When it comes to data structures - especially self balancing data structures - it is no secret that the algorithms for removing an entry are often many, many times more complex than the algorithms for adding a value. Anyone who's tried to wrap their noggin around balanced deletion in Red/Black tree knows exactly what I'm talking about. The situation for B trees - the family of data structures which Red/Black trees abstract - isn't much different. B+ Trees, despite sharing a common heritage with B Tree's present their own constraints for removing an element from the tree.

A Unique Challenge

Traditional B Trees which are structured in a fashion akin to a binarys earch tree with data stored in the same node as the key that references it. A B+ tree however, is an indexing data structure: Keys and Values stored separately. In this case, it can help to reason about B+ Trees by thinking of them as a combination of two different data structures instead of as one unified data structure. Using this model, we imagine the upper portion of the tree to serve as an index to guide us to the correct node of a linked list which serves as the leaf level of the tree.

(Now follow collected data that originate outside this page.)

PR #23525, opened 2022-01-14
thermald: move dbus and other slow calls into thread

### LINKED ISSUE #23516: Fix dbus related deviceState lags

pd0wm:
TODO:

- [x] Verify exceptions in threads still go to sentry

### DIFF
--- a/selfdrive/thermald/thermald.py
+++ b/selfdrive/thermald/thermald.py
@@ -250,8 +250,8 @@ def thermald_thread(end_event, hw_queue):
 
     msg = read_thermal(thermal_config)
 
-    if sm.updated['pandaStates'] and len(pandaStates.pandaStates) > 0:
-      pandaState = pandaStates.pandaStates[0]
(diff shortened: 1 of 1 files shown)


deanlee:
how about subscribing to the network event pushed by ui/wifimanager?   we can modify wifimanager to use d-bus's signals  to update the network state when it changes instead of current polling.

pd0wm:
We would still need to request some things using AT commands over dbus, so it wouldn't remove the need for the thread. Interesting idea though.

deanlee:
the following functions are also slow. it it possible to consider putting some of them into the thread ?:

get_available_percent
psutil.virtual_memory().percent
read_thermal

pd0wm:
think everything besides read_thermal will eventually move to this thread. This PR is to fix cases were the dbus calls are extremely slow, sometimes they seem to take more than 5 seconds even though all timeouts are set shorter.

PR #23530, opened 2022-01-14
Subaru Crosstrek Torque increase

ClockeNessMnstr:
Some EPS for Early Impreza/Crosstreks to not respond to the same torque requests as stock. 
The vehicle limits this message at 3071 on these EPS and this value works much better with the stock tune. 

I've done some joystick testing in the past with this and it's quite slow, not jerky/unsafe. 
Subaru EPS actually enforces a slew rate of about half what OP sets. 0-max torque in ~2 sec. 

I think my route with max torque in a curve just expired (3 days) but lateral acceleration can be verified as well. 

**Checklist**
- [x ] added to README
- [ ] test route added to [test_routes.py](https://github.com/commaai/openpilot/blob/master/selfdrive/test/test_routes.py)
- [ ] route with openpilot:

The 3 EPS were tested by myself, prlifestyle, budney,  michaelhonan, Moodkiller.

### DIFF
--- a/selfdrive/car/subaru/interface.py
+++ b/selfdrive/car/subaru/interface.py
@@ -41,9 +41,9 @@ class CarInterface(CarInterfaceBase):
       ret.centerToFront = ret.wheelbase * 0.5
       ret.steerRatio = 15
       ret.steerActuatorDelay = 0.4   # end-to-end angle controller
-      ret.lateralTuning.pid.kf = 0.00005
+      ret.lateralTuning.pid.kf = 0.00003333
       ret.lateralTuning.pid.kiBP, ret.lateralTuning.pid.kpBP = [[0., 20.], [0., 20.]]
-      ret.lateralTuning.pid.kpV, ret.lateralTuning.pid.kiV = [[0.2, 0.3], [0.02, 0.03]]
+      ret.lateralTuning.pid.kpV, ret.lateralTuning.pid.kiV = [[0.133, 0.2], [0.0133, 0.02]]
 
     if candidate == CAR.IMPREZA_2020:
       ret.mass = 1480. + STD_CARGO_KG
--- a/selfdrive/car/subaru/values.py
+++ b/selfdrive/car/subaru/values.py
@@ -6,6 +6,8 @@ class CarControllerParams:
   def __init__(self, CP):
     if CP.carFingerprint == CAR.IMPREZA_2020:
       self.STEER_MAX = 1439
+    elif CP.carFingerprint == CAR.IMPREZA:
+      self.STEER_MAX = 3071
     else:
       self.STEER_MAX = 2047
     self.STEER_STEP = 2                # how often we update the steer cmd


ClockeNessMnstr:
checks are broken, still moving from a PR to subaru community.

pd0wm:
This increases the max torque sent to these cars? I assume this also requires panda changes?

Is there less torque than other Subarus if you send 2047? Or is it just a question of changing the tuning.

We usually rent a car to verify this kind of changes, but sounds like this requires a very specific make/model.

ClockeNessMnstr:
Actually, we're looking over this in Subaru, it looks like the torque isn't different between Crosstreks.
Strange part there is the stock tune was still "weak" on mine specifically. 

I've hit max torque exceeded on a highway bend at 2047.
I also have a Subaru Forester. The foresters throw a lane keep assist error past 2047 but has significantly more torque/lateral acceleration at that point)
3071 puts the Crosstrek/Impreza just below the forester's turning capability. 

We can do the needed testing since it's an increase in torque. We could also do logging comparisons between the Forester and Crosstrek.  

Subaru eps for both models enforces a pretty low slew rate (~2 sec to max) and the new Max torque doesn't increase turning performance past the Forester so I'm confident we can get what we need tested.

ClockeNessMnstr:
There is less torque than other Subarus. 

The 2020 Crosstrek's limited torque at 1439 actually appears to be the same as the rest of the Crosstreks at 3071. The EPS message is 2x as responsive to the 2020's requests.

I believe The torque from the eps on the Forester is the same as the 2020 Crosstrek's or the same as the 17/18/19/20Hybrid using 3071.


What needs to be done exactly for testing? Would logs be enough to compare. 
If we need to do injection testing, what exactly needs to be recorded?

ClockeNessMnstr:
I cleaned up the change. It seems this applies to all impreza/crosstreks other than the 2020+ ICE models so it's much simpler

ClockeNessMnstr:
panda @ https://github.com/commaai/panda/pull/871

ClockeNessMnstr:
@adeebshihadeh, 

with the recent focus on lateral accel in controllers is there a data point I could get to validate this? 
I think the internal data on lateral accel also showed the low values of torque available with the low limit on the message. 
Currently steering torque limit can be hit on the highway @~80mph.

adeebshihadeh:
In the past, we've rented each car to establish and verify these limits, but I think we can verify this without having one, given the right data. Let's leave this open until we have a procedure to share.

ClockeNessMnstr:
Sounds good! Thanks

jprous:
> There is less torque than other Subarus.
> 
> The 2020 Crosstrek's limited torque at 1439 actually appears to be the same as the rest of the Crosstreks at 3071. The EPS message is 2x as responsive to the 2020's requests.
> 
> I believe The torque from the eps on the Forester is the same as the 2020 Crosstrek's or the same as the 17/18/19/20Hybrid using 3071.
> 
> What needs to be done exactly for testing? Would logs be enough to compare. If we need to do injection testing, what exactly needs to be recorded?

@ClockeNessMnstr I am stuck with my Forester (2019 2.0-L ES - with ACC, without LKAS - SA model). The EON and panda pairs perfectly with the car - no errors. No errors on the OBD system either. Car does not steer though, but it shows the LKAS icon on the dash in green when activated. At speed, on highway, steering feels stiff with EON activated, loose when deactivated. Could there be some steering response, but with too low torque? Steering rack P/N is 34110SJ010, same as some Aus models with LKAS. What is your thoughts? Steering ECU ROM problem? Or steering torque setting problem
[qlog (2).zip](https://github.com/commaai/openpilot/files/9045264/qlog.2.zip)
/

ClockeNessMnstr:
> > There is less torque than other Subarus.
> > The 2020 Crosstrek's limited torque at 1439 actually appears to be the same as the rest of the Crosstreks at 3071. The EPS message is 2x as responsive to the 2020's requests.
> > I believe The torque from the eps on the Forester is the same as the 2020 Crosstrek's or the same as the 17/18/19/20Hybrid using 3071.
> > What needs to be done exactly for testing? Would logs be enough to compare. If we need to do injection testing, what exactly needs to be recorded?
> 
> @ClockeNessMnstr I am stuck with my Forester (2019 2.0-L ES - with ACC, without LKAS - SA model). The EON and panda pairs perfectly with the car - no errors. No errors on the OBD system either. Car does not steer though, but it shows the LKAS icon on the dash in green when activated. At speed, on highway, steering feels stiff with EON activated, loose when deactivated. Could there be some steering response, but with too low torque? Steering rack P/N is 34110SJ010, same as some Aus models with LKAS. What is your thoughts? Steering ECU ROM problem? Or steering torque setting problem [qlog (2).zip](https://github.com/commaai/openpilot/files/9045264/qlog.2.zip) /

Find me on discord (same name) and send me the route id. I'll try to see what's showing up.

ClockeNessMnstr:
> In the past, we've rented each car to establish and verify these limits, but I think we can verify this without having one, given the right data. Let's leave this open until we have a procedure to share.

Just a bump. Hoping there's a procedure we can use to validate soon. 
Thanks

adeebshihadeh:
We don't have a procedure for you yet, but a good place to start is with some stock lane centering routes using EyeSight. Also, what's the max lateral acceleration you're seeing on this branch?

ClockeNessMnstr:
About 2.4-2.8 m/ss. 

I'll try to get out and get a stock route recorded

michaelhonan:
> stock lane centering routes

Impreza 2017-2020 doesn't have lane centering btw, it's only got the nudge. I've got my max lat accel set to `3.0` on my 18 Impreza, and it's been spot on. I'm pretty terrible at plotjuggler though, so take it as a grain of salt.

dbzx6r:
@ClockeNessMnstr is there anything I can do to help push this along? Gathering routes, etc. I've self tested with the controller and taking over and I still had ample time to take over

dbzx6r:
Bump, hoping to eventually have this implemented, as my impreza seems to have a very low torque with stock OP.

Been using this for over a year on first ClockeNessMnstr's fork, and then one of Sunny's old forks.

Willing to do the controller test with a 360 camera, share logs, and I would love to get the requested Stock Eyesight routes recorded but I'm not sure how to get my C3 to record routes without OP enabled, as OP disables eyesight control. Please advise and I can get the requested data

michaelhonan:
I can supply routes too if needed - been running this for well over a year same as dbzx6r.
Stock OP really is unusable once you've tried the increased torque.

dbzx6r:
I have got some routes. They are all the same section of road, except for 2 which were just random drives that were decent in length. All of these routes are using 0.9.1, on MLP's subaru-community. Please note my impreza does not have lane centering, only lane keep assists which nudges me back into the lane if I start to cross the line. I tried to let it ping pong as much as possible to see if I could get the max torque it would do as stock.

- f284f22298d498cc|2023-05-24--20-25-16--0 **| Long drive with 2047**

- f284f22298d498cc|2023-05-25--21-47-32--0 **| Long drive with 3071**

- f284f22298d498cc|2023-05-25--23-37-31--0 **| Route 1: 3071**

- f284f22298d498cc|2023-05-25--23-45-24--0 **| Route 2: Stock Eyesight**

- f284f22298d498cc|2023-05-26--00-20-30--0 **| Route 3: 2047**

jnewb1:
closing this and moving it to an issue

PR #23532, opened 2022-01-14
manager: log exit reason

adeebshihadeh:


pd0wm:
LGTM. Not sure how often we will need to reference this in practice.

PR #23534, opened 2022-01-14
camerad: Out of bounds memory write

geohot:
This may break things, but it's correct.

### DIFF
--- a/selfdrive/camerad/cameras/camera_qcom2.cc
+++ b/selfdrive/camerad/cameras/camera_qcom2.cc
@@ -227,7 +227,7 @@ void sensors_init(int video0_fd, int sensor_fd, int camera_num) {
   buf_desc[0].size = buf_desc[0].length = sizeof(struct cam_cmd_i2c_info) + sizeof(struct cam_cmd_probe);
   buf_desc[0].type = CAM_CMD_BUF_LEGACY;
   struct cam_cmd_i2c_info *i2c_info = (struct cam_cmd_i2c_info *)alloc_w_mmu_hdl(video0_fd, buf_desc[0].size, (uint32_t*)&buf_desc[0].mem_handle);
-  struct cam_cmd_probe *probe = (struct cam_cmd_probe *)((uint8_t *)i2c_info + sizeof(struct cam_cmd_i2c_info));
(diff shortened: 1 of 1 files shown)


geohot:
@adeebshihadeh Are we running things in valgrind?

adeebshihadeh:
> @adeebshihadeh Are we running things in valgrind? (maybe it wouldn't find this anyway since it's a weird allocation)

Only ubloxd right now. It's on the list for the upcoming testing sprint.

selfdrive/camerad/cameras/camera_qcom2.cc
```diff
@@ -227,7 +227,7 @@ void sensors_init(int video0_fd, int sensor_fd, int camera_num) {
   buf_desc[0].size = buf_desc[0].length = sizeof(struct cam_cmd_i2c_info) + sizeof(struct cam_cmd_probe);
   buf_desc[0].type = CAM_CMD_BUF_LEGACY;
   struct cam_cmd_i2c_info *i2c_info = (struct cam_cmd_i2c_info *)alloc_w_mmu_hdl(video0_fd, buf_desc[0].size, (uint32_t*)&buf_desc[0].mem_handle);
-  struct cam_cmd_probe *probe = (struct cam_cmd_probe *)((uint8_t *)i2c_info) + sizeof(struct cam_cmd_i2c_info);
+  struct cam_cmd_probe *probe = (struct cam_cmd_probe *)((uint8_t *)i2c_info + sizeof(struct cam_cmd_i2c_info));
```
deanlee, line 230: Would this be clearer and less error-prone:
`auto probe = (struct cam_cmd_probe *)(i2c_info + 1);`

geohot:
I'm bringing up the IMX390 and it was causing issues with that sensor. It seems okay with the AR0231, but the version check doesn't work. (it's reading 0)

selfdrive/camerad/cameras/camera_qcom2.cc
geohot: Good point

geohot:
Should be good we merge if we trust that CI checks cameras

PR #23535, opened 2022-01-14
ui/networking: async dbus calls

deanlee:

### DIFF
--- a/selfdrive/ui/qt/offroad/networking.cc
+++ b/selfdrive/ui/qt/offroad/networking.cc
@@ -139,7 +139,7 @@ AdvancedNetworking::AdvancedNetworking(QWidget* parent, WifiManager* wifi): QWid
   list->addItem(editPasswordButton);
 
   // IP address
-  ipLabel = new LabelControl("IP Address");
+  ipLabel = new LabelControl("IP Address", wifi->ipv4_address);
   list->addItem(ipLabel);
 
   // SSH keys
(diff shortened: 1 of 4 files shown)


selfdrive/ui/qt/offroad/networking.cc
```diff
@@ -178,8 +178,11 @@ AdvancedNetworking::AdvancedNetworking(QWidget* parent, WifiManager* wifi): QWid
   main_layout->addStretch(1);
 }
 
+void AdvancedNetworking::showEvent(QShowEvent *event) {
+  ipLabel->setText(wifi->getIp4Address());
```
adeebshihadeh, line 182: why remove this out of the refresh?

deanlee: This is a blocking call and I want to minimize the time it takes to refresh. Since ip is only displayed in the AdvanceNetworking, I feels it's reasonable to put it here.

adeebshihadeh:
Still seeing `0.0.0.0` if UI is launched while already connected to wifi.

selfdrive/ui/qt/offroad/networking.cc
deanlee: The downside is that if the ip changed, the user can only reopen an to see the new ip

deanlee:
> Still seeing `0.0.0.0` if UI is launched while already connected to wifi.

that's wired. Well, I'll reverse this change

PR #23537, opened 2022-01-15
Disengage on gas

KyleGreenlaw:
Allow the ability to press the gas pedal and keep openpilot engaged. Gated behind a toggle


geohot:
This is just a param.

PR #23538, opened 2022-01-15
Add Disengage on Gas Toggle

sunnyhaibin:
Adding the community-requested toggle. This toggle allows users to turn on or turn off disengage openpilot on gas press.


geohot:
Won't work. You have to set the unsafe mode in panda.

spektor56 (changes requested):
panda->set_unsafe_mode(p.getBool("DisengageOnGas")

This is not scalable if other toggles are added

geohot:
CI is failing. You have bugs.

krkeegan:
May I suggest a better icon 

https://github.com/krkeegan/openpilot/blob/a4c621103a0f3fd17f5f0fe4f4f27be098557b4e/selfdrive/assets/offroad/icon_gas.png

selfdrive/car/interfaces.py
```diff
@@ -32,6 +33,7 @@ def __init__(self, CP, CarController, CarState):
     self.steering_unpressed = 0
     self.low_speed_alert = False
     self.silent_steer_warning = True
+    self.disengage_on_gas = Params().get("DisengageOnGas", encoding='utf8')
```
pd0wm, line 36:
```suggestion
    self.disengage_on_gas = Params().get_bool("DisengageOnGas")
```

selfdrive/boardd/boardd.cc
```diff
@@ -174,7 +174,7 @@ bool safety_setter_thread(std::vector<Panda *> pandas) {
 
     LOGW("panda %d: setting safety model: %d with param %d", i, (int)safety_model, safety_param);
 
-    panda->set_unsafe_mode(0);  // see safety_declarations.h for allowed values
+    panda->set_unsafe_mode(p.getBool("DisengageOnGas") ? 0 : 1);  // see safety_declarations.h for allowed values
```
pd0wm, line 177:
```suggestion
    panda->set_unsafe_mode(p.getBool("DisengageOnGas") ? 0 : 1);  // see safety_declarations.h for allowed values
```

Think we should add the unsafe mode to CarParams and the panda health packet. Then we can read it back like we do for safety model and car params.

pd0wm:
Process replay is failing since the param is not set. You want to set the param here as well: https://github.com/commaai/openpilot/blob/master/selfdrive/test/process_replay/process_replay.py#L349

spektor56:
Also, gas is not the ISO term and is a bit confusing if you are driving a Tesla or some other EV. The proper term is accelerator

cydia2020:
> Also, gas is not the ISO term and is a bit confusing if you are driving a Tesla or some other EV. The proper term is accelerator

I agree, gas is a very ambiguous term in this scenario.

selfdrive/ui/qt/offroad/settings.cc
```diff
@@ -71,6 +71,12 @@ TogglesPanel::TogglesPanel(SettingsWindow *parent) : ListWidget(parent) {
       "In this mode openpilot will ignore lanelines and just drive how it thinks a human would.",
       "../assets/offroad/icon_road.png",
     },
+    {
+      "DisengageOnGas",
+      "Disengage openpilot On Gas Press",
```
cydia2020, line 76: Disengage openpilot on Accelerator Press would be better imho, but idk if it'd fit on the c2 display.

GregorKikelj: Driving a diesel here, not really confused by the gas pedal personally

cydia2020: I personally don't see the term gas pedal being used anywhere in the automotive industry *formally*, it's usually called the accelerator pedal. [Example](https://toyotamanuals.com.au/document/landing_page/prius-50-series-owners-manual-nov-17-dec-18), [Example](https://www.tacomaworld.com/threads/accelerator-and-brake-pedals-depressed-simultaneously-error-light.557335/)

Verylukyguy: Disable OpenPilot Disengagement on Acceleration

spektor56: > Driving a diesel here, not really confused by the gas pedal personally

Disengage when you put gas in the car if you saw the suggested icon lol

krkeegan: Fair enough, I deleted the suggestion.  The speed limit icon is better.

spektor56: > Fair enough, I deleted the suggestion. The speed limit icon is better.

I agree it needs a better icon, accelerator pedal should do

nelsonjchen: Would the shorter string `Disengage on Accel. Pedal` work?

nelsonjchen:
Just wanted to mention the issue counterpart: #23588

selfdrive/ui/qt/offroad/settings.cc
sshane: How does that look?

twilsonco: Here's an icon I made for disengage on gas move-fast toggle a while ago.
icon_car_pedal

sshane:
Can't push any more (due to LFS?), re-opening here: https://github.com/commaai/openpilot/pull/23977

PR #23539, opened 2022-01-15
dmonitoringd: remove duplicate call on update when driver engaged

deanlee:


pd0wm:
@ZwX1616 any reason that call was there?

ZwX1616:
> @ZwX1616 any reason that call was there?

Just saw this. Yeah the full loop used to run despite driverState updated or not, so this was to make resetting with wheel a bit more responsive. We should remove it now since everything in dm is synced to dcam frequency

adeebshihadeh:
@ZwX1616 feel free to merge if this looks good to you

PR #23542, opened 2022-01-15
ui: skip drawing invisible lanelines and road edges

deanlee:


pd0wm:
Don't think this is an improvement. We should make sure ui always uses the same amount of CPU, regardless of what the model is outputting. Creating all these different cases makes profiling much harder.

PR #23544, opened 2022-01-15
tools/replay: replace deprecated usleep(0) with std::this_thread::yield

deanlee:


deanlee:
got random test failure in test_swaglog:

>  selfdrive/common/tests/test_swaglog.cc:67: FAILED:
>   REQUIRE( thread_msgs[i] == thread_msg_cnt )
> with expansion:
>   0 == 100

fix it in https://github.com/commaai/openpilot/pull/23546

PR #23549, opened 2022-01-16
onroad ui speed 'max' -> 'set'

hewers:
**Description** Change onroad cruise set point string from "MAX" to "SET"

**Verification** Ran replay --demo and ui:

image


adeebshihadeh:
This may seem like a minor change, but design changes like this need to go through a formal process. We have a designer starting soon, and hope to do a comprehensive redesign somewhat soon.

Verylukyguy:
I like this idea.  Set speed seems like a slightly more accurate description than Max speed.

A B+ trees upper levels index into the linked list at the leaf level

We can now think of removing a value from a B+ tree being performed in two steps. The first step is the actual removal of the referenced value from the linked list. Once that is accomplished, we then move to the second step of performing any rebuilding of the index which may have become invalid by removing the leaf value.

Removing an entry from the leaf level is easy enough, Once we find the correct leaf node, removing a value reduces to the case of deleting an entry from a sorted array:

template <class K, class V>
void BPNode<K,V>::eraseAt(int idx) {
        for (int j = idx; j < n-1; j++) {
            data[j] = data[j+1];
        }
        n--;
}

But what do we do about nodes that become completey empty? And what do we do about the upper levels of the tree? After all, being an indexed structure, other values may be depending on that value to drive a search to them, or the value that indexed to the item being erased is a related albeit different key. We can't orphan the other values in a node when we erase one value from it.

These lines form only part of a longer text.